▶ [DIRECTIONS FOR THIS TASK]
Which of the lines below holds the string "AppThunk"? Copy every line that does.

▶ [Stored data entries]
++++++++
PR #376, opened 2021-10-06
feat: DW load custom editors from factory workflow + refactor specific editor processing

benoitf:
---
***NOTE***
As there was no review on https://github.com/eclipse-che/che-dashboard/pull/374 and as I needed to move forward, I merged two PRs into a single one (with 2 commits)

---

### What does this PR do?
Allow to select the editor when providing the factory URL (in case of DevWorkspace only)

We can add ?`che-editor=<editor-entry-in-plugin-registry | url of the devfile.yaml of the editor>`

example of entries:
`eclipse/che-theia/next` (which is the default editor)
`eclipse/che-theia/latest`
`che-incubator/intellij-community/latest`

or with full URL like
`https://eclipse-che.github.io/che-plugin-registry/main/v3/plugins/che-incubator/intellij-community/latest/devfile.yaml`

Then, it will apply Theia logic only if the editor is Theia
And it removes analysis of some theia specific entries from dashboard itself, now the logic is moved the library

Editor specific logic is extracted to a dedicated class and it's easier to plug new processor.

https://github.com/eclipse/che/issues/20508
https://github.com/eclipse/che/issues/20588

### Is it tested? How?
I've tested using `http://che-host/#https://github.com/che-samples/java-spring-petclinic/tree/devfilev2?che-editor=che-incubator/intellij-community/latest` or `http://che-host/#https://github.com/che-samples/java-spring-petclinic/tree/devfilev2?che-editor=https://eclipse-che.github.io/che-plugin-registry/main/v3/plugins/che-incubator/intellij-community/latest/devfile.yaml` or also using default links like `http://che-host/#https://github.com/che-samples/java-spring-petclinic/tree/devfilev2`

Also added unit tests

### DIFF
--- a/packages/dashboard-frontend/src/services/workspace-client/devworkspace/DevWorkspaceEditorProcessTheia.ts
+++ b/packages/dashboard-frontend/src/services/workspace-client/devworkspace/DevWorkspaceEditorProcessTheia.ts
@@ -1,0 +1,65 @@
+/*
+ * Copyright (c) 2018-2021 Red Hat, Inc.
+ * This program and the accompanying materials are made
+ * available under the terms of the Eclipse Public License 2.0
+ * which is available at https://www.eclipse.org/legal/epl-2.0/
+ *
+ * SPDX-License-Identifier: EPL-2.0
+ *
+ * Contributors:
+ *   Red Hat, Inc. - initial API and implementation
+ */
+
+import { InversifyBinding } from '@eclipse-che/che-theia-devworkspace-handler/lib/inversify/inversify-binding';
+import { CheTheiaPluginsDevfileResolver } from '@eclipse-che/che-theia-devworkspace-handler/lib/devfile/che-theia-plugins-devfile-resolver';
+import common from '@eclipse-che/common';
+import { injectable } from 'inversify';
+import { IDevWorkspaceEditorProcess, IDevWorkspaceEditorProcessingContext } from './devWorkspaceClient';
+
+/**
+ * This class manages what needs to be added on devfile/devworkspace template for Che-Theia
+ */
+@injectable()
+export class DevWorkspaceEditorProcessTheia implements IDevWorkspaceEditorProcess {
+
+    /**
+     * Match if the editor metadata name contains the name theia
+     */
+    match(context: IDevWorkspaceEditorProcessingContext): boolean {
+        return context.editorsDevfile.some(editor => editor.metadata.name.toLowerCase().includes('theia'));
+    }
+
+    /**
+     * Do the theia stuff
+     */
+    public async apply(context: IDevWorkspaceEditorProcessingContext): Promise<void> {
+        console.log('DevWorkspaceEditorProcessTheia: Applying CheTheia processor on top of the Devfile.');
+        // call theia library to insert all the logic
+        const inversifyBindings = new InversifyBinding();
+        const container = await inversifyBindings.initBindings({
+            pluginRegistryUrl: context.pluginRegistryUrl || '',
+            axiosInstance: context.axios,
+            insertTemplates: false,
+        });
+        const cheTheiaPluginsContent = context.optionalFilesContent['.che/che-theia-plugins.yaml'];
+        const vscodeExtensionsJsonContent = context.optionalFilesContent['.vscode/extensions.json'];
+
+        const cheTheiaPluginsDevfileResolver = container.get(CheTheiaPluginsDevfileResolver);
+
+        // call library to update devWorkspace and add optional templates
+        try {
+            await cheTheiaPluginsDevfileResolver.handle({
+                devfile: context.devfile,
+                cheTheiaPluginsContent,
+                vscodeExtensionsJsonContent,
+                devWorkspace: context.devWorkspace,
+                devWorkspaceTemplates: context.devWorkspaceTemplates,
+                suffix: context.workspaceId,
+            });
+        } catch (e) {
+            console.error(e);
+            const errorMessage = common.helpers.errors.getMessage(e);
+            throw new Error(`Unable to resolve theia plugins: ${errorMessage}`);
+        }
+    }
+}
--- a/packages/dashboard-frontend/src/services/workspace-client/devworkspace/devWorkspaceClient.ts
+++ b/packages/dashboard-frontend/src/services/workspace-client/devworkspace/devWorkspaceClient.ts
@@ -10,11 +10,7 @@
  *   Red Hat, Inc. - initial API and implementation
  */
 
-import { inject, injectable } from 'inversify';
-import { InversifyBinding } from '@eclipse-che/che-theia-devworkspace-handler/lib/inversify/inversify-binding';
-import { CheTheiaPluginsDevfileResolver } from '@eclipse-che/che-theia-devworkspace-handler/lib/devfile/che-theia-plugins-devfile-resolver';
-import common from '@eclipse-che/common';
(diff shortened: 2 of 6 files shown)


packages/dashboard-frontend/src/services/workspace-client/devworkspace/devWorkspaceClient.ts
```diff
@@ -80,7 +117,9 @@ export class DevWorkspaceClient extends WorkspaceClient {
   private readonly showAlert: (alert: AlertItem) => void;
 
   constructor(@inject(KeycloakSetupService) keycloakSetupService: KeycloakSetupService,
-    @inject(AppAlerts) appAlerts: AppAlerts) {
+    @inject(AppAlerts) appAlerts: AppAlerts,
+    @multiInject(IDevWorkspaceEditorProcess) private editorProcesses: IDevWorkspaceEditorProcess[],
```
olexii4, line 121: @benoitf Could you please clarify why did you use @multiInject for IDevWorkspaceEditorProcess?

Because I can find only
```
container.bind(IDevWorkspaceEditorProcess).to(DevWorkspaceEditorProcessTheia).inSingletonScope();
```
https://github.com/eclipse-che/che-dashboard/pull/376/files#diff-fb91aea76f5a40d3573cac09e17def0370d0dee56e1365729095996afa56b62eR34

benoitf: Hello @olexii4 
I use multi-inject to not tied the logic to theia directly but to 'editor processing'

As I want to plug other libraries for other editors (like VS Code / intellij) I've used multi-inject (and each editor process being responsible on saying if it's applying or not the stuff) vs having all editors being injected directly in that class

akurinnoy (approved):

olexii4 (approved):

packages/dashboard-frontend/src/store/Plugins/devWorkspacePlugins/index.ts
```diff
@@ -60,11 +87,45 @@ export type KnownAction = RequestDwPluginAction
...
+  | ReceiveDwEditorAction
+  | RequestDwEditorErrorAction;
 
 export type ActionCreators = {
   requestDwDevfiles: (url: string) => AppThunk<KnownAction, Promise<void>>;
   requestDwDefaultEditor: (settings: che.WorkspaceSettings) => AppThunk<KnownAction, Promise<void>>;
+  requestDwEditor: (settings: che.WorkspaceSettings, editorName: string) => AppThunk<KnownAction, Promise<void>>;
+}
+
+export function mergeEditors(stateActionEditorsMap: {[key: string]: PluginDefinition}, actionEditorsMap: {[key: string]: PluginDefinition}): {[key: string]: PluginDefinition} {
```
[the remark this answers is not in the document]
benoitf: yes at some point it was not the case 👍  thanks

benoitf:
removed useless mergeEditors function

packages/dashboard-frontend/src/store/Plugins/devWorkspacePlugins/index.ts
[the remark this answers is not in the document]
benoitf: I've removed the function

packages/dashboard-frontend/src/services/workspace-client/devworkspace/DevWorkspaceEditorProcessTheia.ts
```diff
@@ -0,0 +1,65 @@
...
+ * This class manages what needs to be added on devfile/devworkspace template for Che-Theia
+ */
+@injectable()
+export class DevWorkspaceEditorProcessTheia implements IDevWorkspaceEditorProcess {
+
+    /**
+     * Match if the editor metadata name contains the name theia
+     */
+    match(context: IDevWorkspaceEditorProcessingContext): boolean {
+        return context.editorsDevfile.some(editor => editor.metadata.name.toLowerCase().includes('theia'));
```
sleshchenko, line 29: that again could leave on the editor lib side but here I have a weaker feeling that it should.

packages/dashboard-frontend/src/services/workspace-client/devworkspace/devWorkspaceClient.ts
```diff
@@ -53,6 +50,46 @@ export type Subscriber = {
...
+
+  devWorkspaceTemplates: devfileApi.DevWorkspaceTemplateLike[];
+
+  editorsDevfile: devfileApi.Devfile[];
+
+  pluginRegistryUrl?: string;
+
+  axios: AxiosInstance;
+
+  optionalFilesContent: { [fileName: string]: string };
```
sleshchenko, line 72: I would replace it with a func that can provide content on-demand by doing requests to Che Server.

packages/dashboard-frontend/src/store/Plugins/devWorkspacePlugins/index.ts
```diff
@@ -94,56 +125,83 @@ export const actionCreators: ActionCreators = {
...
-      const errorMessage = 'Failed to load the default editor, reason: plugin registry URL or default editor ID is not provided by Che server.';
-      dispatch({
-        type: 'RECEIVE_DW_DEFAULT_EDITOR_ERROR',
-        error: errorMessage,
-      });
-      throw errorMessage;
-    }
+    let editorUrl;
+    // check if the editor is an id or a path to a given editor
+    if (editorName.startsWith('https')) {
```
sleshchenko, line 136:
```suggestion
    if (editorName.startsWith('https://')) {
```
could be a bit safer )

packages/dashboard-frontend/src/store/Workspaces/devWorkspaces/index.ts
++++++++
▶ [ANSWER SECTION]
   requestDwDevfiles: (url: string) => AppThunk<KnownAction, Promise<void>>;
   requestDwDefaultEditor: (settings: che.WorkspaceSettings) => AppThunk<KnownAction, Promise<void>>;
+  requestDwEditor: (settings: che.WorkspaceSettings, editorName: string) => AppThunk<KnownAction, Promise<void>>;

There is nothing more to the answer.